[Extracted data]:
Issue #293, opened 2025-01-03
String tag implicit Conversion


linux-root:
```scala
  div(
        id := "faq-tab",
        attr("data-tabs-target") := "#faq",
)(button(id:="btn-id", cls:="btn")() ,  "FAQ")
```
It appears that the string tag "FAQ" in this case is not implicitly converted to tyrian.Elem[M]; we need to explicitly define it as text("FAQ"). I’m not sure if this is the issue or if there is a reason behind this design. Should we consider improving the syntax?

davesmith00000:
Hi @linux-root,

Happy to answer questions here, but you might also try our discord server: https://discord.gg/b5CD47g

Back to the issue, if I rewrite it like this:

```scala
div(
  id := "faq-tab",
  attr("data-tabs-target") := "#faq",
)(
  List(
    button(id:="btn-id", cls:="btn")(),
    "FAQ"
  )
)
```

We can see that what's happening is that it's trying to make a list of `Elem[?]` but it's ending up with a list of type `Any`. IIRC, the syntax allows for a single element to be a `String` and that will be handled, but I can't do that with a heterogeneous arbitrary list.

To make that work, we'd need to include implicit conversions in the syntax import like this (... err... it's been a long time, don't know the Scala 3 syntax, here's Scala 2):

```scala
implicit def strToElm[Msg](str: String): Elem[Msg] = text(str)
```

Or something (not sure about that type param!). Couple of things there:

1. That sort of thing is discouraged in Scala 3, I think you have to explicit know to import implicit conversions - not sure need to check.
2. The reason its discouraged is that it's generally discouraged as a practice (although I recently heard that Mill does this a lot to smooth out the API...). We could bring in extension methods so you could do `"FAQ".text`... but is that any better? You still have to know that that is an option / available.

linux-root:
Hi @davesmith00000,
I’ve created this  [PR-294]( https://github.com/PurpleKingdomGames/tyrian/pull/294) for discussion purpose. While implicit conversions are sometimes discouraged, they are not inherently bad in all cases. In Scala 3, we have a new syntax for defining implicit conversions, which requires careful use to avoid creating confusing problems. However, in this specific case, I believe it’s perfectly appropriate.

[...]

PR #294, opened 2025-01-05
literal  tag implicit Conversion

linux-root:


tyrian-tags/shared/src/main/scala/tyrian/Html.scala
```diff
@@ -40,6 +40,10 @@ sealed trait Html[+M] extends Elem[M]:
   */
 object Html extends HtmlTags with HtmlAttributes with AttributeSyntax:
 
+  given Conversion[String, Elem[Nothing]] = text(_)
+  given Conversion[Int, Elem[Nothing]]    = n => text(n.toString)
+  given Conversion[Double, Elem[Nothing]] = d => text(d.toString)
```
davesmith00000, line 45: Two things:

1. I think this code needs to move to the `syntax` object.

https://github.com/PurpleKingdomGames/tyrian/blob/main/tyrian/src/main/scala/tyrian/syntax.scala

Then, I'm hoping, the import will be more guessable as `import tyrian.syntax.given`

2. It might be unavoidable or a non-issue, but I would be nice to keep the `Nothing` out of there. Does something like this work?

`given [Msg]: Conversion[String, Elem[Msg]] = text(_)`

I can see how it might not, but worth a try.

tyrian-tags/shared/src/test/scala/tyrian/HTMLRenderingTests.scala
```diff
@@ -145,4 +145,31 @@ class HTMLRenderingTests extends munit.FunSuite {
...
+    )(
+      "Messages",
+      span(
+        cls := "inline-flex items-center"
+      )(2)
+    )
+
+    println(example1.render)
+    println(example2.render)
+  }
```
davesmith00000, line 173: I think we'll need a new `syntaxTests` suite (assuming you move the code as suggested) and the tests will need to assert something.

davesmith00000 (commented):
Looks promising, seems worth polishing up. 😄

davesmith00000:
This approach is probably worth trying (avoid implicit conversions), see my comment underneath it, though:

https://github.com/PurpleKingdomGames/tyrian/issues/293#issuecomment-2571597718

tyrian-tags/shared/src/main/scala/tyrian/Html.scala
linux-root: 1. I've  moved code to https://github.com/PurpleKingdomGames/tyrian/blob/main/tyrian-tags/js/src/main/scala/tyrian/syntax.scala. It seems like a more appropriate place but I'm not sure. Please advice 😅 
2. I’ve changed the type from Elem[Nothing] to Text, which is the exact target of the conversion. The type `Text` won’t break type inference (e.g., resulting in an Any type) regardless of what the Msg type is. Therefore, the type parameter `[Msg]` is unnecessary in this context
```scala
  given Conversion[String, Text] = text(_)
  given Conversion[Int, Text]    = n => text(n.toString)
  given Conversion[Double, Text] = d => text(d.toString)
```

tyrian-tags/shared/src/test/scala/tyrian/HTMLRenderingTests.scala
linux-root: @davesmith00000 I completely agree. Ultimately, a test must assert something. I kept that in mind while creating this.

davesmith00000 (approved):

PR #310, opened 2025-03-06
Add OnMouseEnter and OnMouseLeave events

clemniem:
Referrences to the events:
https://developer.mozilla.org/en-US/docs/Web/API/Element/mouseenter_event

https://developer.mozilla.org/en-US/docs/Web/API/Element/mouseleave_event


clemniem:
In my local project I created: 
```scala
  def onMouseLeave[M](msg: Tyrian.MouseEvent => M): Event[Tyrian.MouseEvent, M] =
    AttributeSyntax.onEvent("mouseleave", msg)

  def onMouseEnter[M](msg: Tyrian.MouseEvent => M): Event[Tyrian.MouseEvent, M] =
    AttributeSyntax.onEvent("mouseenter", msg)
```

And it works.

I did not see if you have specs for the Attributes.

davesmith00000 (approved):
Thanks @clemniem! 😄

PR #104, opened 2018-06-07
refactor: Add FdGuard responsible for close-on-drop

hawkw:
This commit improves the close-on-drop behaviour for file descriptors,
by adding a `FdGuard` struct that wraps the file descriptor and is
responsible for closing it when it is dropped. Rather than having an
`Inotify` own an `Arc<RawFd>`, and be responsible for clsoing it,
`Inotify` now owns an `Arc<FdGuard>`, and the `FdGuard` is responsible
for closing the fd.

This allows us to share the file descriptor between an `Inotify` and
an `EventStream`, and close the file descriptor only when the `Arc` is
dropped (i.e., when both the `Inotify` _and_ the `EventStream` are
dropped). This makes the `Inotify::into_event_stream` I added in #103
unnecessary, so I've gone ahead and deprecated it.

### DIFF
--- a/src/lib.rs
+++ b/src/lib.rs
@@ -86,6 +86,7 @@ use std::hash::{
 };
 use std::io;
 use std::io::ErrorKind;
+use std::ops::Deref;
 use std::os::unix::ffi::OsStrExt;
 use std::os::unix::io::{
     AsRawFd,
@@ -97,6 +98,10 @@ use std::path::Path;
 use std::sync::{
     Arc,
     Weak,
+    atomic::{
+        AtomicBool,
+        Ordering,
+    },
 };
 use std::slice;
 use std::ffi::{
@@ -130,8 +135,7 @@ use libc::{
 ///
 /// [top-level documentation]: index.html
 pub struct Inotify {
-    fd           : Arc<RawFd>,
-    close_on_drop: bool,
+    fd: Arc<FdGuard>,
 }
 
 impl Inotify {
@@ -189,8 +193,10 @@ impl Inotify {
             -1 => Err(io::Error::last_os_error()),
             _  =>
                 Ok(Inotify {
-                    fd           : Arc::new(fd),
-                    close_on_drop: true,
+                    fd: Arc::new(FdGuard {
+                        fd,
+                        close_on_drop: AtomicBool::new(false),
+                    }),
                 }),
         }
     }
@@ -268,7 +274,7 @@ impl Inotify {
 
         let wd = unsafe {
             ffi::inotify_add_watch(
-                *self.fd,
+                **self.fd,
                 path.as_ptr() as *const _,
                 mask.bits(),
             )
@@ -339,7 +345,7 @@ impl Inotify {
             ));
         }
 
-        let result = unsafe { ffi::inotify_rm_watch(*self.fd, wd.id) };
+        let result = unsafe { ffi::inotify_rm_watch(**self.fd, wd.id) };
         match result {
             0  => Ok(()),
             -1 => Err(io::Error::last_os_error()),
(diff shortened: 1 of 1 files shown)


hawkw:
I'm not sure why GitCop has given this branch an ❌, AFAICT all the lines are below the limit?

src/lib.rs
```diff
@@ -480,20 +486,23 @@ impl Inotify {
...
+    /// descriptor management issues that necessitated this function have
+    /// been fixed, it should no longer be necessary, and
+    /// [`Inotify::event_stream`] should be used instead.
     ///
-    /// [`event_stream`]: struct.Inotify.html#method.event_stream
+    /// [`Inotify::event_stream`]: struct.Inotify.html#method.event_stream
+    #[deprecated(
+        since = "0.5.2",
+        note = "use [`Inotify::event_stream`](struct.Inotify.html#method.event_stream) instead."
+    )]
```
hannobraun: I think this deprecation is unnecessary, as this method hasn't been released yet (it only exists in the repository). Would you mind removing it instead?

src/lib.rs
```diff
@@ -522,46 +531,39 @@ impl Inotify {
     ///
     /// [`Inotify`]: struct.Inotify.html
     /// [`close`]: ../libc/fn.close.html
-    pub fn close(mut self) -> io::Result<()> {
+    pub fn close(self) -> io::Result<()> {
         // `self` will be dropped when this method returns. The `Drop`
         // implementation will attempt to close the file descriptor again,
         // unless this flag here is cleared.
-        self.close_on_drop = false;
+        self.fd.close_on_drop.store(false, Ordering::SeqCst);
```
hannobraun: Since `Drop` is no longer implemented for `Inotify`, could you update the comment to note that it refers to the `Drop` implementation of `FdGuard`?

src/lib.rs
```diff
@@ -576,6 +578,59 @@ fn read_into_buffer(fd: RawFd, buffer: &mut [u8]) -> isize {
...
+
+    #[inline]
+    fn deref(&self) -> &Self::Target {
+        &self.fd
+    }
+}
+
+impl Drop for FdGuard {
+    fn drop(&mut self) {
+        if self.close_on_drop.load(Ordering::Relaxed) {
```
hannobraun: Can you please explain the reasoning behind `Ordering::Relaxed`? Won't loading the `bool` that way completely negate the guarantees that storing it with `Ordering::SeqCst` would otherwise have?

src/lib.rs
hawkw: Will do. I wasn't sure what your preferred rules around depredations are, so I figured I'd make the more conservative choice here (also, wanted to avoid breaking my own build :P).

src/lib.rs
hawkw: Ooh, I'm really glad you noticed that. I think this is just a typo on my part. This was supposed to be `Ordering::Release` but my editor must have autocompleted the wrong variant.

Thanks so much for catching that, I totally missed it!

hannobraun:
Thanks for the changes! Everything looks good on first glance. I'll take a closer look as soon as I get the chance.

Those Travis failures look very weird. Not sure if they're related to this PR.

hawkw:
@hannobraun Hmm, it's certainly possible I've broken something. I'll look into them further.

hawkw:
Ah, sorry, that was entirely my fault, fixed it in b06157a115bc6514d13f8d4d196efb667a196f42. I thought the change in 5dc7ebe1f7a732e3deb79cadecd277b901f1b387 was trivial enough that I wouldn't have to SSH into my linux box to rerun the tests, but clearly I was wrong about this. Sorry about that.

hannobraun:
Don't worry, that's why we have Travis! I'm really surprised that you can get this "illegal instruction" error by passing the wrong enum variant. I wonder if that's a bug in Rust.

hawkw:
@hannobraun I believe what happened there is that passing in the wrong variant normally panics with an actually descriptive message saying something to the effect of "releasing on a load is impossible". But, since the load was inside of a `Drop` impl here, it was called while panicking (presumably due to a test failure?), causing a double panic, and double panics kill the program with a SIGILL.

Personally, I think using panics to signal test failure may have been a poor design choice. They cause double panics like that to occur in code that wouldn't normally panic, resulting in a hard to debug error message. But, that's what we've got, so 🤷‍♀️

hannobraun:
@hawkw Ah, makes sense, thanks for the explanation!

I think this looks pretty good, but I still haven't taken a close look at everything. I'll do that as soon as I can find the time.

hawkw:
@hannobraun that's fine, please take your time! I appreciate that you want to give as thorough a review as possible (especially since I introduced a couple bugs in this one 😝)!

hannobraun:
Sorry for the delay. Looks good to me. Thank you, @hawkw!

hawkw:
Excellent! Thanks for the thorough review, @hannobraun!

PR #105, opened 2018-06-07
feat: Implement `EventStream` using `mio`

hawkw:
This branch changes the implementation of `Stream` for `EventStream`
to use `mio` and `tokio_reactor` to register interest in events on
the Inotify file descriptor with the reactor, rather than using
`task::current().notify()` to unpark the task in the executor when
polling the fd would block.

Since the reactor is intended to drive all IO resources (such as the
inotify FD) and to be the bridge between tasks in the executor and
events from the OS, using `PollEvented` is a more correct way to
implement the stream.

This branch shouldn't result in any noticeable changes in behaviour,
but will hopefully allow tokio to manage Inotify's IO events more
intelligently.

### DIFF
--- a/Cargo.toml
+++ b/Cargo.toml
@@ -23,10 +23,13 @@ maintenance = { status = "actively-developed" }
 travis-ci   = { repository = "inotify-rs/inotify" }
 
 [dependencies]
-bitflags    = "1"
-futures     = "0.1"
-inotify-sys = "0.1.1"
-libc        = "0.2"
+bitflags      = "1"
+futures       = "0.1"
+inotify-sys   = "0.1.1"
+libc          = "0.2"
+mio           = "0.6"
+tokio-io      = "0.1"
+tokio-reactor = "0.1"
 
 [dev-dependencies]
 tempdir = "0.3"
--- a/Cargo.toml
+++ b/Cargo.toml
@@ -22,14 +22,18 @@ categories = ["api-bindings", "filesystem"]
 maintenance = { status = "actively-developed" }
 travis-ci   = { repository = "inotify-rs/inotify" }
 
+[features]
+default = ["stream"]
+stream = ["futures", "mio", "tokio-io", "tokio-reactor"]
+
 [dependencies]
 bitflags      = "1"
-futures       = "0.1"
+futures       = { version = "0.1", optional = true }
 inotify-sys   = "0.1.1"
 libc          = "0.2"
-mio           = "0.6"
-tokio-io      = "0.1"
-tokio-reactor = "0.1"
+mio           = { version = "0.6", optional = true }
+tokio-io      = { version = "0.1", optional = true }
+tokio-reactor = { version = "0.1", optional = true }
 
 [dev-dependencies]
 tempdir = "0.3"
--- a/src/lib.rs
+++ b/src/lib.rs
@@ -73,13 +73,15 @@
 
 #[macro_use]
 extern crate bitflags;
+
+#[cfg(feature = "stream")]
 #[macro_use]
 extern crate futures;
 
 extern crate libc;
 extern crate inotify_sys as ffi;
-extern crate mio;
-extern crate tokio_io;
+
+#[cfg(feature = "stream")]
 extern crate tokio_reactor;
 
 use std::mem;
@@ -113,7 +115,6 @@ use std::ffi::{
     CString,
 };
 
-use futures::{Async, Poll, Stream};
 use libc::{
     FILENAME_MAX,
     F_GETFL,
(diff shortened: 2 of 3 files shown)


hannobraun:
Thanks for the PR! I'll take a closer look once #104 has been merged.

hannobraun:
Now that #104 is merged, this PR is no longer blocked.

@hawkw I'm a bit clueless about mio/futures/tokio, so I'm not too confident in my ability to provide a good review. That said, I can't find anything wrong with this PR.

There's one thing that's keeping me from merging this right now: There's an open PR (#101) that is a follow-up to the initial futures work (#99). It was blocked back then (may still be?), so I couldn't merge right away. It's my impression that your PR supersedes #101. Is that correct?

@mathstuf This PR seems to supersede your open PR #101. Do you have any thoughts on this PR? I'm considering merging this PR and closing #101. Do you see any reason not to do that? Please note that this is based on a previous PR, and the first 4 commits are already merged. As of this writing, only fa6bf8a and 2c63299 are relevant.

hawkw:
First, just FYI, I've rebased this branch onto master, so the diff should no longer include diffs from PR #104.

@hannobraun 
> It's my impression that your PR supersedes #101. Is that correct?

Yeah, that's correct. I haven't looked _too_ closely at #101, but here are some of the important differences from my perspective:
+ It looks like #101 uses the old version of tokio (i.e. the `tokio-core` and `tokio-io` crates), while this branch uses the new `tokio` crate. These are incompatible, and IMO since a majority of the ecosystem has migrated to the new `tokio`, it's better to use that.
+ On master, `Inotify::event_stream` method returns a concrete `EventStream` type. On #101, this changes to `impl Stream<...>`, while on this branch, we still return a named `EventStream` type. Personally, I think that while `impl Trait` is nice to use in applications or in internal code that's not part of a library's public API, it's not ideal for library methods to return an `impl Trait`, as it limits the way users of the library can use that returned type. For example, if I wanted to put the stream returned by `Inotify::event_stream` in a struct field, or use it as a type parameter to some other type, I'd have to box it. This could be a potentially breaking change.
+ #101 depends on the `tokio_file_unix`crate, while my branch doesn't. I'm not familiar with that crate, and this isn't a value judgement, just a difference I noticed.

hannobraun:
Thank you for the explanation, @hawkw, this is great! I'll give @mathstuf a few days to respond before making a decision, but so far everything looks great.

hawkw:
For what it's worth: we just found that switching to this branch from master fixed an issue where `inotify-rs` was causing our application to pin CPU use at 100%.

olix0r:
In particular, [this line](https://github.com/inotify-rs/inotify/pull/105/files#diff-b4aea3e418ccdb71239b96952d9cddb6L685) is what causes this stream to burn CPU, since the executor can't leave this stream as parked (since the task is always notified).

hannobraun:
@olix0r Thank you for the info. If I remember correctly, we decided to land a preliminary version of futures support, as the more efficient version was blocked for various reasons.

Looking back, this seems like a mistake on my part. We should have documented this extensively and hidden it behind a Cargo feature, at the very least. I'm sorry for the trouble this caused you!

olix0r:
@hannobraun No worries! Luckily we caught this in testing ;)

Thanks for putting together this very useful library.

hawkw:
@hannobraun I think releasing the futures support experimentally was a _good_ choice on your part, given that otherwise, we wouldn't have found this issue at all. 

Honestly, I'm mostly just surprised nobody else hit this issue earlier, as I'm fairly sure could occur any time the `EventStream` was used (rather than being triggered by some particular uncommon condition). I guess nobody was using the futures support seriously enough to care about its performance until us.

By the way, thanks for being so willing to work with me on landing all the patches I've submitted, I really appreciate it!

hannobraun:
@olix0r @hawkw Thank you both for your kind words!

> I guess nobody was using the futures support seriously enough to care about its performance until us.

Yeah, probably. Judging from the downloads numbers on crates.io, this library must see a fair bit of use. Unfortunately, not a lot gets back to me.

> By the way, thanks for being so willing to work with me on landing all the patches I've submitted, I really appreciate it!

No problem. Thank *you* for the patches!

hannobraun:
I'm merging this. Sorry for the additional delay.

@hawkw Thank you again for your contributions!

hawkw:
@hannobraun 
>  Sorry for the additional delay.

No problem at all! 

> @hawkw Thank you again for your contributions!

My pleasure! It was fun. :D Thanks for all your reviews.

mathstuf:
> @mathstuf This PR seems to supersede your open PR #101. Do you have any thoughts on this PR?

Sorry, was on an extended vacation. Superseding is fine. This does look more idiomatic than my PR. Thanks @hawkw!

PR #117, opened 2018-08-24
Don't return spurious filenames

dimbleby:
Be careful not to read a name from beyond the valid event length.

Eg I was hitting examples where event.len is zero, but the first byte in the buffer after the event happened to be non-zero.  Then the old code would interpret that as the name.

### DIFF
--- a/src/events.rs
+++ b/src/events.rs
@@ -378,3 +378,51 @@ bitflags! {
         const UNMOUNT = ffi::IN_UNMOUNT;
     }
 }
+
+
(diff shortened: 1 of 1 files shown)


hannobraun:
Thank you for the pull request, @dimbleby! I don't have time to take a close look right now, but I'll do so later this week.

hannobraun:
I pushed a regression catch to prevent that bug from showing up again. Thank you again, @dimbleby, good catch!

PR #119, opened 2018-09-05
examples: add an example using tokio's event-loop

ceyusa:
This example shows how to use inotify's stream as future polled by tokio's event loop which is cheap in computational terms using Rust idioms.

### DIFF
--- a/Cargo.toml
+++ b/Cargo.toml
@@ -26,7 +26,7 @@ travis-ci   = { repository = "inotify-rs/inotify" }
 
 [features]
 default = ["stream"]
-stream = ["futures", "mio", "tokio-io", "tokio-reactor"]
+stream = ["futures", "mio", "tokio", "tokio-io", "tokio-reactor"]
 
 
 [dependencies]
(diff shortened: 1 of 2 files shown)


Cargo.toml
```diff
@@ -35,6 +35,7 @@ futures       = { version = "0.1", optional = true }
 inotify-sys   = "0.1.3"
 libc          = "0.2"
 mio           = { version = "0.6", optional = true }
+tokio         = { version = "0.1", optional = true }
```
hannobraun: Is it possible to move that dependency to `[dev-dependencies]`, or will that cause problems, due to the dependency being optional?

examples/tokio-streams.rs
```diff
@@ -0,0 +1,36 @@
...
+extern crate tempdir;
+extern crate tokio;
+
+use inotify::{Inotify, WatchMask};
+use std::{fs::File, io, thread, time::Duration};
+use tempdir::TempDir;
+use tokio::prelude::*;
+
+/// XXX: hic sunt dracones
+static mut BUFFER: [u8; 32] = [0; 32];
```
hannobraun: You can move the static into the function. Still bad, as it still requires unsafe, but at least it won't be accessible from anywhere else.

hannobraun: Could you also add a comment explaining that this is a workaround for #120, and should be avoided, if possible?

Cargo.toml
ceyusa: yes, it causes problems because of that

hannobraun:
Thanks again, @ceyusa!

PR #122, opened 2018-10-07
Cache downloaded cargo packages

thedrow:
This should speed up the build next time we trigger it.

### DIFF
--- a/.travis.yml
+++ b/.travis.yml
@@ -5,6 +5,8 @@ rust:
   - stable
   - beta
   - nightly
+  
+cache: cargo
 
 script:
   - cargo build --all


thedrow:
If you are experiencing problems with caching, than something is off with Travis.
Downloading from S3 should be very fast.

It was an easy change, I don't mind if we don't merge it.

hannobraun:
> If you are experiencing problems with caching, than something is off with Travis.
Downloading from S3 should be very fast.

I don't think download speed was the problem, but I remember packing and unpacking of caches to take a long time.

thedrow:
Let's close this than.

PR #123, opened 2018-10-08
readme: fix example

srvaroa:
Use EventMask and WatchMask instead of event_mask and watch_mask, which
don't compile.


hannobraun:
Thank you, @srvaroa!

[What you should do]:
Each line of the data that has the string "things" counts once; give the total and nothing else.

[Reply to the task]:
2